In recent years, driverless technology has caused much attention with the development of artificial intelligence and information perception [1]. Avoiding obstacles efficiently is important for intelligent robots to explore an accurate route in unknown environments, which include sweeping robots, mining robots, and rescue robots [2]. Commonly used obstacle avoidance methods include the gap-based algorithm [3], artificial potential field algorithm [4], velocity obstacle algorithm, and neural network algorithms [5]. The gap-based algorithms are based on classical reactive navigation and show good performance in areas with dense obstacles by sensing real-time environment information. One problem is that they may cause unreasonable deviation toward free areas, increasing the total distance and time to execute the mission. The artificial potential field algorithm is commonly developed for dynamic obstacle avoidance, and always has a local minimum. It calculates the resultant virtual force to facilitate the real-time control of the intelligent robot’s control layer. The local minimum causes the robot to fall into a local oscillation and fail to find a global optimal solution, and many studies solve the problem by performing a random walk mechanism [6] and by using a navigation function [7]. Bounini et al. solved the problem by adding some extra repulsive potential, inspired by pouring a liquid with high pressure [4].

Reciprocal velocity obstacles (RVO) and its subsequent products aim to formulate a potential collision area for a moving obstacle using the relative velocity and position [8]. In these methods, a velocity outside this area is chosen for the robot to complete the collision avoidance task, and a distributed real-time multiple vehicle collision avoidance (MVCA) algorithm is proposed by extending the reciprocal n-body collision avoidance method [9]. However, it requires a perfect sensing situation in the approaches [10]. Fuzzy algorithms do not require an exact mathematical model and perform well to overcome local extreme value problems. One needs to define all the regular behaviors for a fuzzy algorithm [11]. The application of artificial intelligence in obstacle avoidance has received a lot of attention in recent years. Jiang et al. [2] proposed the Deep Q-learning (DQL) algorithm to achieve obstacle avoidance in unknown environments for navigation. Zhang et al. [12] proposed a novel adaptive obstacle avoidance algorithm for USVs, based on the Sarsa on-policy Reinforcement Learning (RL) algorithm. Generally, neural network algorithms need to be trained with a big number of obstacle avoidance data.
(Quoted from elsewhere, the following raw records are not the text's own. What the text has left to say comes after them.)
Issue #1073, opened 2022-01-22
.NET Docs: document how to start independent spans


cartermp:
Sourced from this discussion: https://cloud-native.slack.com/archives/C01N3BC2W7Q/p1642882241025300

When creating a new activity or span, you need to explicitly ~not~ associate it with a parent, such as calling this API: https://docs.microsoft.com/en-us/dotnet/api/system.diagnostics.activitysource.createactivity?view=net-6.0#system-diagnostics-activitysource-createactivity(system-string-system-diagnostics-activitykind-system-string-system-collections-generic-ienumerable((system-collections-generic-keyvaluepair((system-string-system-object))))-system-collections-generic-ienumerable((system-diagnostics-activitylink))-system-diagnostics-activityidformat)

```csharp
using var act = activitySource.StartActivity("asdf", ActivityKind.Internal, parentId: someId)
```

We should probably document the best way to do this and give it an appropriate scenario description.

NinoFloris:
Relevant https://github.com/dotnet/runtime/issues/65528

PR #1867, opened 2022-10-14
.NET manual: independent and new root docs

cartermp:
This fixes https://github.com/open-telemetry/opentelemetry.io/issues/1073 and brings the manual instrumentation bit up to par with JS.

### DIFF
--- a/content/en/docs/instrumentation/net/manual.md
+++ b/content/en/docs/instrumentation/net/manual.md
@@ -376,7 +376,7 @@ catch (Exception ex)
 
 After you've setup manual instrumentation, you may want to use [instrumentation
 libraries](/docs/instrumentation/net/libraries). Instrumentation libraries will
-instrument relevant libraries you're using and generate data for things like
+instrument relevant libraries you're using and generate spans (activities )for things like
 inbound and outbound HTTP requests and more.
 
 You'll also want to configure an appropriate exporter to [export your telemetry
--- a/content/en/docs/instrumentation/net/manual.md
+++ b/content/en/docs/instrumentation/net/manual.md
@@ -214,7 +214,7 @@ In the preceding example, `childOperation` is ended because the scope of the
 ## Creating independent Activities
 
 The previous examples showed how to create Activities that follow a nested
-heirarchy. In some cases, you'll want to create independent Activities that are
+hierarchy. In some cases, you'll want to create independent Activities that are
 siblings of the same root rather than being nested.
 
 ```csharp
@@ -290,7 +290,7 @@ activity?.SetTag("operation.other-stuff", new int[] { 1, 2, 3 });
 
 An [event](/docs/concepts/signals/traces/#span-events) is a human-readable
 message on an `Activity` that represents "something happening" during its
-lifetime. You can think of it like a primitive log.
+lifetime.
 
 ```csharp
 using var myActivity = MyActivitySource.StartActivity("SayHello");
@@ -375,8 +375,8 @@ catch (Exception ex)
 ## Next steps
 
 After you've setup manual instrumentation, you may want to use [instrumentation
-libraries](/docs/instrumentation/net/libraries). Instrumentation libraries will
-instrument relevant libraries you're using and generate spans (activities )for things like
+libraries](/docs/instrumentation/net/libraries). As the name suggests, they will
+instrument relevant libraries you're using and generate spans (activities) for things like
 inbound and outbound HTTP requests and more.
 
 You'll also want to configure an appropriate exporter to [export your telemetry
--- a/content/en/docs/instrumentation/net/manual.md
+++ b/content/en/docs/instrumentation/net/manual.md
@@ -10,15 +10,15 @@ application.
 ## A note on terminology
 
 .NET is different from other languages/runtimes that support OpenTelemetry.
-[Tracing](/docs/concepts/signals/traces/#tracing-in-opentelemetry) is implemented
-by the
+[Tracing](/docs/concepts/signals/traces/#tracing-in-opentelemetry) is
+implemented by the
 [System.Diagnostics](https://docs.microsoft.com/en-us/dotnet/api/system.diagnostics)
 API, repurposing existing constructs like `ActivitySource` and `Activity` to be
 OpenTelemetry-compliant under the covers.
 
 However, there are parts of the OpenTelemetry API and terminology that .NET
-developers must still know to be able to instrument their applications, which are
-covered here as well as the `System.Diagnostics` API.
+developers must still know to be able to instrument their applications, which
+are covered here as well as the `System.Diagnostics` API.
 
 If you prefer to use OpenTelemetry APIs instead of `System.Diagnostics` APIs,
 you can refer to the [OpenTelemetry API Shim docs for tracing]({{< relref "shim"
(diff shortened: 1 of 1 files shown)


content/en/docs/instrumentation/net/manual.md
```diff
@@ -210,6 +211,53 @@ In the preceding example, `childOperation` is ended because the scope of the
...
+
+```csharp
+public static void DoWork()
+{
+    using var currentActivity = MyActivitySource.StartActivity("MyActivity");
+
+    using var sibling1 = MyActivitySource.StartActivity(
+        "Sibling1",
+        ActivityKind.Internal, 
+        parentId: currentActivity?.Id);
```
cartermp, line 228: Should this be using parentId or parentContext? Both are functionally equivalent in my sample app.

content/en/docs/instrumentation/net/manual.md
```diff
@@ -10,15 +10,15 @@ application.
 ## A note on terminology
 
 .NET is different from other languages/runtimes that support OpenTelemetry.
-[Tracing](/docs/concepts/signals/traces/#tracing-in-opentelemetry) is implemented
-by the
+[Tracing](/docs/concepts/signals/traces/#tracing-in-opentelemetry) is
```
cijothomas, line 13:
```suggestion
[Tracing API](/docs/concepts/signals/traces/#tracing-in-opentelemetry) is
```

content/en/docs/instrumentation/net/manual.md
```diff
@@ -210,6 +211,53 @@ In the preceding example, `childOperation` is ended because the scope of the
 `using` block is explicitly defined, rather than scoped to `DoWork` itself like
 `parentOperation`.
 
+## Creating independent Activities
+
+The previous examples showed how to create Activities that follow a nested
+heirarchy. In some cases, you'll want to create inactive Activities that are
```
cijothomas, line 217: inactive?

content/en/docs/instrumentation/net/manual.md
cijothomas: please using context.

content/en/docs/instrumentation/net/manual.md
cartermp: Thanks, fixed

content/en/docs/instrumentation/net/manual.md
cartermp: Done. One thing that sorta sucks is because the system.diagnostics api returns nullable values, this requires handling null. Currently I'm doing it inline rather than check up top or use the unsafe `!` operator.

content/en/docs/instrumentation/net/manual.md
```diff
@@ -210,6 +211,53 @@ In the preceding example, `childOperation` is ended because the scope of the
...
+
+```csharp
+public static void DoWork()
+{
+    using var currentActivity = MyActivitySource.StartActivity("MyActivity");
+
+    using var sibling1 = MyActivitySource.StartActivity(
+        "Sibling1",
+        ActivityKind.Internal, 
+        parentContext: currentActivity is null ? default : currentActivity.Context);
```
cartermp, line 228: This could arguably also be done as a check before creating the other activities.

....although this is really just akwardness with the system.diagnostics API.

content/en/docs/instrumentation/net/manual.md
```diff
@@ -210,6 +211,53 @@ In the preceding example, `childOperation` is ended because the scope of the
 `using` block is explicitly defined, rather than scoped to `DoWork` itself like
 `parentOperation`.
 
+## Creating independent Activities
+
+The previous examples showed how to create Activities that follow a nested
+heirarchy. In some cases, you'll want to create independent Activities that are
```
svrnm, line 217:
```suggestion
hierarchy. In some cases, you'll want to create independent Activities that are
```

content/en/docs/instrumentation/net/manual.md
```diff
@@ -239,9 +288,9 @@ activity?.SetTag("operation.other-stuff", new int[] { 1, 2, 3 });
 
 ## Adding events
 
-An [event](/docs/concepts/signals/traces/#span-events) is a human-readable message
-on an `Activity` that represents "something happening" during its lifetime. You
-can think of it like a primitive log.
+An [event](/docs/concepts/signals/traces/#span-events) is a human-readable
+message on an `Activity` that represents "something happening" during its
+lifetime. You can think of it like a primitive log.
```
svrnm, line 293:
```suggestion
lifetime.
```

content/en/docs/instrumentation/net/manual.md
```diff
@@ -324,14 +374,13 @@ catch (Exception ex)
 
 ## Next steps
 
-After you've setup manual instrumentation, you may want to use
-[instrumentation libraries](/docs/instrumentation/net/libraries). Instrumentation
-libraries will instrument relevant libraries you're using and
-generate data for things like inbound and outbound HTTP requests and more.
+After you've setup manual instrumentation, you may want to use [instrumentation
+libraries](/docs/instrumentation/net/libraries). Instrumentation libraries will
+instrument relevant libraries you're using and generate spans (activities )for things like
```
svrnm, line 379:
```suggestion
instrument relevant libraries you're using and generate spans (activities) for things like
```

content/en/docs/instrumentation/net/manual.md
```diff
@@ -324,14 +374,13 @@ catch (Exception ex)
 
 ## Next steps
 
-After you've setup manual instrumentation, you may want to use
-[instrumentation libraries](/docs/instrumentation/net/libraries). Instrumentation
-libraries will instrument relevant libraries you're using and
-generate data for things like inbound and outbound HTTP requests and more.
+After you've setup manual instrumentation, you may want to use [instrumentation
+libraries](/docs/instrumentation/net/libraries). Instrumentation libraries will
```
svrnm, line 378:
```suggestion
libraries](/docs/instrumentation/net/libraries). They will
```
or
```suggestion
libraries](/docs/instrumentation/net/libraries). As the name suggests, they will
```

content/en/docs/instrumentation/net/manual.md
reyang: Why would one want to do this? It seems to be complicated and error prone.

I think the common scenario should be:

```csharp
using (var parent = DemoSource.StartActivity("Parent"))
{
    using (var child1 = DemoSource.StartActivity("Child1"))
    {
    }
    using (var child2 = DemoSource.StartActivity("Child2"))
    {
    }
    using (var child3 = DemoSource.StartActivity("Child3"))
    {
    }
}
```

reyang (changes requested):
The code example seems to be very complicated. I feel that we should encourage best practices in the doc which helps to create a pit of success, please find my suggestion here https://github.com/open-telemetry/opentelemetry.io/pull/1867/files#r997371774

content/en/docs/instrumentation/net/manual.md
cartermp: Huh, not sure why I didn't think to do it that way. Yes, that's a better code sample. The one downside is it means you can't use `using var` without the bigger API call, but I think that's going to be very unlikely for independent/sibling spans that track independent work in the same scope.

cartermp: I actually used `using var` for the parent in the updated sample, let me know what you think. Happy to also have that one nest as well; I just generally prefer to use more modern C# features in code samples if they fit the scenario.

cartermp:
@reyang Sorry for not pinging, thought I had. Can you take another look to see if the changes are suitable?

cartermp:
@reyang any chance to take another look? Looking to get through our open PRs this week.

chalin (approved):
Minor comments inline. Thx

reyang (approved):
LGTM.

Intelligent robots need detailed environment information to autonomously plan a path. In path planning, one common method is using global environmental data, and the other one is only using local environmental information [7]. Using global environmental data, predefined maps are usually constructed to describe the geometric information of the environment and are constantly updated during the navigation process, which requires a lot of memory and computational resources [13]. The whole process needs a model of the entire gridded/topology map and includes search-based algorithms (Dijkstra [14], A* [15], D* [16]) and sampling-based algorithms (RRT [17], RPM [18]). The artificial potential field method uses local environmental information obtained by airborne sensors to treat the robot environment as a potential field, in which the target point generates gravity to attract the robot and obstacles generate repulsion to repel the robot [19]. Velocity obstacle (VO)-based approaches [20,21] are widely used to predict collision regions and determine the robot’s velocity in real time. They incorporate the sensor information (e.g., laser scanners and cameras) within the control loop [22]. Gap-based methods have been proposed to determine subsequent actions in navigation tasks. Most reactive methods face the problems of falling into local minima and tending to oscillate in a narrow passage [3]. One can build a global environment map online, but it takes a lot of time to implement.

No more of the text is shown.